The `package.json` scripts make sandbox the default for all three related test commands:

```json
// package.json (lines 16, 22-25, 38-39)
"conformance":          "pnpm run conformance:sandbox",
"conformance:sandbox":  "node ... scripts/native-test-sandbox.mts -- pnpm run conformance:local",
"command-contracts":    "pnpm run command-contracts:sandbox",
"native:test":          "pnpm run native:test:sandbox",
"native:test:local":    "ZERO_NATIVE_TEST_ALLOW_LOCAL=1 bash scripts/test-native.sh",
```

The sandbox script (`scripts/native-test-sandbox.mts`) documents explicitly that it "never copies native test binaries back to the local machine."

### Why This Matters

Zero's security posture in `AGENTS.md` calls out that compiler crashes, malformed output, and unsafe runtime behavior should never reach production state. The sandbox requirement extends that philosophy to the test artifacts themselves—executables that might crash or misbehave are contained in ephemeral compute rather than persisted locally.

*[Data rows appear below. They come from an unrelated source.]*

PR #1494, opened 2026-06-15
Make changes for accessibility and add loading view 

motm32:
I made some accesibility changes so when zoomed in at 200% the view is able to be scrolled and the words don't go over or get hidden. 

I also added a loading view so there is always a view open. Here is an example of how the loading view looks (the wording changes depending on which stage you are in): 

image

Finally changed the input box so it is closed it now looks like this: 
image


src/webviews/copilotOnRails/extension/controllers/RequirementsViewController.ts
```diff
@@ -71,6 +72,12 @@ export class RequirementsViewController extends WebviewController<Record<string,
         void this.panel.webview.postMessage({ command: 'submitComplete' });
 
         const relativePath = vscode.workspace.asRelativePath(this.sourceFileUri);
+        this.panel.dispose();
```
nturinski: Any idea why this moved up?

nturinski (approved):

src/webviews/copilotOnRails/extension/controllers/RequirementsViewController.ts
motm32: Because we need to dispose of the requirements view panel before opening the loading view.

motm32:
Still need to remove the debugging commands

MicroFish91 (approved):
Let's go ahead and merge this if we can, just remember to remove your commands that you marked with TODO :)

MicroFish91:
Oh small nit, but could you move the comment description saying what each number means above `currentStage`, and move it up to associate with `ProjectStage` instead.  That way when you hover over the type, it's immediately obvious via hover popup what each number means

image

Sources: [conformance/run.mjs:7-10](), [package.json scripts](), [scripts/native-test-sandbox.mts:1-35](), [AGENTS.md:23-30]()

---

## Summary

The agent edit loop (`read → check --json → explain → fix --plan → patch → test`) is a closed, observable cycle where every transition produces structured JSON. The conformance fixture contract (`pass/` must succeed, `fail/` must fail) is a binary invariant—fixtures do not have gradations. The `xfail` marker system handles known incomplete behavior but demands active cleanup: a marker left on a fixed test breaks CI as surely as a broken test would. Every compiler output must satisfy `assertNoC` (`generatedCBytes === 0`, `cBridgeFallback === false`, `legacy !== true`) across all output modes; this is the no-legacy-C invariant that guards Zero's native frontend progress. The pre-1 unstable surface policy accepts breaking changes that advance agent-first goals and explicitly rejects compatibility shims. Finally, the sandbox gate in `conformance/run.mjs:7-10` ensures native test binaries stay in ephemeral compute by default, protecting local machines from experimental artifacts until the developer consciously opts in with `ZERO_NATIVE_TEST_ALLOW_LOCAL=1`.